* **Information shown**:
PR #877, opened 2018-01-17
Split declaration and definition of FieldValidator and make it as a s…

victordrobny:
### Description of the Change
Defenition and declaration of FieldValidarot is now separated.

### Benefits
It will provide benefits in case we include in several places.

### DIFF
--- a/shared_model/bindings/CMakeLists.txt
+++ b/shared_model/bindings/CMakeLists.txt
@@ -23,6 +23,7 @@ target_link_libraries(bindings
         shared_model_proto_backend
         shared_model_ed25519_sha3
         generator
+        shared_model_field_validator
--
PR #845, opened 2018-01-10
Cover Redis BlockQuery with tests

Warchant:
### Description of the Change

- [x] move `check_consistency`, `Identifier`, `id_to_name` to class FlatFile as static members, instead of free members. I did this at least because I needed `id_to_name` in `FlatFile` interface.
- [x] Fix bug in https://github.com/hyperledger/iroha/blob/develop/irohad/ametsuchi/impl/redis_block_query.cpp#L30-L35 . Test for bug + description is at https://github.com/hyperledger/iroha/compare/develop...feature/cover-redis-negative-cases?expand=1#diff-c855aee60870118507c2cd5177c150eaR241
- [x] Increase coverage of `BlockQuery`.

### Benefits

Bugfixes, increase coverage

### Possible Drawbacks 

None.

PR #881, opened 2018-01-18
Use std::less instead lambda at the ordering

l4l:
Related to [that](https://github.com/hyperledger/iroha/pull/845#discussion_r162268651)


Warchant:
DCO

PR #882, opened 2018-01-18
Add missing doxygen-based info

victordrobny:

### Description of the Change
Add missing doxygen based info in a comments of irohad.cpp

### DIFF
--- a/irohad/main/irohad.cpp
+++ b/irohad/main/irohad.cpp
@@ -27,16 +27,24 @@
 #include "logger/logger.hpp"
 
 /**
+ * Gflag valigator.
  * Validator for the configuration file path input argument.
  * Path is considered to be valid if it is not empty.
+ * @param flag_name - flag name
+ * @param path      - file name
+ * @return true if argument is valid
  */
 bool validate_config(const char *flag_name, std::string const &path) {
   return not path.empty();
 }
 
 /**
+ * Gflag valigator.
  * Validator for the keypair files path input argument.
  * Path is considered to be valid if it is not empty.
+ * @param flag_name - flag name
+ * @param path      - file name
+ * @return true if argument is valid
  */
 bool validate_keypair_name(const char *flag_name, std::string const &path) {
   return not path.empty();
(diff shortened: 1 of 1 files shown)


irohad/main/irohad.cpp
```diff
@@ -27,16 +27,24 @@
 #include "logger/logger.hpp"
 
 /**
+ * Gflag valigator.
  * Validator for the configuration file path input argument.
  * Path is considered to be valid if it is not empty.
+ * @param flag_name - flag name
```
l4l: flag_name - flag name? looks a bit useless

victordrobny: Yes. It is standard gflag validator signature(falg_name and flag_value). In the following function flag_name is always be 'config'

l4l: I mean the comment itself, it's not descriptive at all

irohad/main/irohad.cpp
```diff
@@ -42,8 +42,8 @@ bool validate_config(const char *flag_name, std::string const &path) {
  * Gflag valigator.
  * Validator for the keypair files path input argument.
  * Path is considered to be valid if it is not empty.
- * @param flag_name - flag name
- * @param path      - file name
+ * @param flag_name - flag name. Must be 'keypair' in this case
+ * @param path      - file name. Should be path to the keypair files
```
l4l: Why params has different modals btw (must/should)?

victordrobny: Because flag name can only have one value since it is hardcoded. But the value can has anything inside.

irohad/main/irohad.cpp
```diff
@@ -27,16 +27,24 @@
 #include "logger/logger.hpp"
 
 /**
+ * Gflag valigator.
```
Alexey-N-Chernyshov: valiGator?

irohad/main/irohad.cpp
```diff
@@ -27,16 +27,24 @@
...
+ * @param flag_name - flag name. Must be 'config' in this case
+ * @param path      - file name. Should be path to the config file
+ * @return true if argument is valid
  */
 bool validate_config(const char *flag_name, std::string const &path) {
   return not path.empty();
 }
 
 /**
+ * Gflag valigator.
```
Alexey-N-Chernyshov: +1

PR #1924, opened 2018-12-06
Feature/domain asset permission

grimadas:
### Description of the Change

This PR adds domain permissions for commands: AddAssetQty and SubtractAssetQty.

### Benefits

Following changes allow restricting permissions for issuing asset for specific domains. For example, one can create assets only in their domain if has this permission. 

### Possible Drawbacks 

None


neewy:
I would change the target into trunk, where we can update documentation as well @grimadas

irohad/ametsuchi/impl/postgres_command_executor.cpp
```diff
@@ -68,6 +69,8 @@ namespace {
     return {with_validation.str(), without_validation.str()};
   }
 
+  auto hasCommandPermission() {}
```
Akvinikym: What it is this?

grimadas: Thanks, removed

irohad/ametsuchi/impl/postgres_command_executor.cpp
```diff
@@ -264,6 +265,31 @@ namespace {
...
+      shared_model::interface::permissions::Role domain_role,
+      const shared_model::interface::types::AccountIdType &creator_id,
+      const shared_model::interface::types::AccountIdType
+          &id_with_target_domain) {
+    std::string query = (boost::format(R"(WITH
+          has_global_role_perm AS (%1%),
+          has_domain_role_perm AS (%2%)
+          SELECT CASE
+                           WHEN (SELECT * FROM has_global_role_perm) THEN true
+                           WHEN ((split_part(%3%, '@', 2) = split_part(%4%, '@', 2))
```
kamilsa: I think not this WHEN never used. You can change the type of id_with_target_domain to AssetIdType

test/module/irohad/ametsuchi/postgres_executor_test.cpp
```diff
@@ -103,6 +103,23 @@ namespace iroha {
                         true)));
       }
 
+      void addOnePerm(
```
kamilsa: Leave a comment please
==
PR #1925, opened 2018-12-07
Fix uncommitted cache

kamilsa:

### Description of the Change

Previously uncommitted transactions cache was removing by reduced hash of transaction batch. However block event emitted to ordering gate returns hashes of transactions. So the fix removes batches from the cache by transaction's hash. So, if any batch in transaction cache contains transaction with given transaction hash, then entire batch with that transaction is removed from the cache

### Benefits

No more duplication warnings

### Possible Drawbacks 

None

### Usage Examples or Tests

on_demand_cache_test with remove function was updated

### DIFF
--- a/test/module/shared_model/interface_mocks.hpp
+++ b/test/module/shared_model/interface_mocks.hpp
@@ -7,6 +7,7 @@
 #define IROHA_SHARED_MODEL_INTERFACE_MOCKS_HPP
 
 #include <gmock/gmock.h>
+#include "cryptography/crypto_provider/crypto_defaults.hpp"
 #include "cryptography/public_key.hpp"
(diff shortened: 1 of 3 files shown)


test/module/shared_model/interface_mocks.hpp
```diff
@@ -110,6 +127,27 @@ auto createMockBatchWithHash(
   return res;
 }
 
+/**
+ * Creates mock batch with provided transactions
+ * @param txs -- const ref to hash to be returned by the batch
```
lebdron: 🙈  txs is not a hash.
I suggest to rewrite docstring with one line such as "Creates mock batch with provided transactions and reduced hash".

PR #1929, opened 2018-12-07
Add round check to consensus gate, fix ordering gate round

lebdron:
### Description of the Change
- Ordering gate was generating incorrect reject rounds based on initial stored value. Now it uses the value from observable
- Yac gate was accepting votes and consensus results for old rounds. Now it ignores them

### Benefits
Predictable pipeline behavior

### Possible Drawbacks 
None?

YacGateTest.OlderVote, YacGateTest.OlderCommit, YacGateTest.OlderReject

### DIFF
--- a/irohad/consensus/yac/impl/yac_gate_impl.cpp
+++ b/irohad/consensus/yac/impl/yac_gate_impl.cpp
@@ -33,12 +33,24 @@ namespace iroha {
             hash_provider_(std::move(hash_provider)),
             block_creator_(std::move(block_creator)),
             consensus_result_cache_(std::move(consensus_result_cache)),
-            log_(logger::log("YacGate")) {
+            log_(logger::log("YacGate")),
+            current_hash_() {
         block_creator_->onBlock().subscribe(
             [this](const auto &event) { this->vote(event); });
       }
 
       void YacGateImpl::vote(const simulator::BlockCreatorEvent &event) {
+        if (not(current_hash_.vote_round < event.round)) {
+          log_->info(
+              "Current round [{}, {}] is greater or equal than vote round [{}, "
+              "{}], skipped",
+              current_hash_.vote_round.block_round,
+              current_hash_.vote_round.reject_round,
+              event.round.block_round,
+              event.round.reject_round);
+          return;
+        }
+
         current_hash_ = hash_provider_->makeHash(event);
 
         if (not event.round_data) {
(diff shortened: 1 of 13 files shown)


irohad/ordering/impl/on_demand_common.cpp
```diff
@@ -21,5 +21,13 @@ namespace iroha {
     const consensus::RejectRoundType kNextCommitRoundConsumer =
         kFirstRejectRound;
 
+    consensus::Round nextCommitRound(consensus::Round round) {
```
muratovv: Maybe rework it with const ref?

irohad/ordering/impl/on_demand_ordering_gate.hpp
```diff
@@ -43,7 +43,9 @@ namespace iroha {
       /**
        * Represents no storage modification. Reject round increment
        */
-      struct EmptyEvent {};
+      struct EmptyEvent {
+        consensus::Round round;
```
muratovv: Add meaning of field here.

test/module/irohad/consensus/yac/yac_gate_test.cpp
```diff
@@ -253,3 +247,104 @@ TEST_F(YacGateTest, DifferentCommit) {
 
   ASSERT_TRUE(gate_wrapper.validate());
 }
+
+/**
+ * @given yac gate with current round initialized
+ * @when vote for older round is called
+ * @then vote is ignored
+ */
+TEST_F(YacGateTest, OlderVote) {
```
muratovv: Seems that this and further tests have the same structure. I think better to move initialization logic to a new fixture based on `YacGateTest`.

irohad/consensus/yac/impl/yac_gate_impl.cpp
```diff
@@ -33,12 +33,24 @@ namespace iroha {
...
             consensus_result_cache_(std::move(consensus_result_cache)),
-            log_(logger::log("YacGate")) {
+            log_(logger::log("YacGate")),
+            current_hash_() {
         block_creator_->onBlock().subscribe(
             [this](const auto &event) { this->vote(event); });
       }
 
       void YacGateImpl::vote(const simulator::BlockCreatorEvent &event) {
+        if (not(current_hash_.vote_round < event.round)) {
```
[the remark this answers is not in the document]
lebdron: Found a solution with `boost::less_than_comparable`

* **Prompt**: Return all lines in the data that include the word "only".

* **Answer section**:
victordrobny: Because flag name can only have one value since it is hardcoded. But the value can has anything inside.
Following changes allow restricting permissions for issuing asset for specific domains. For example, one can create assets only in their domain if has this permission. 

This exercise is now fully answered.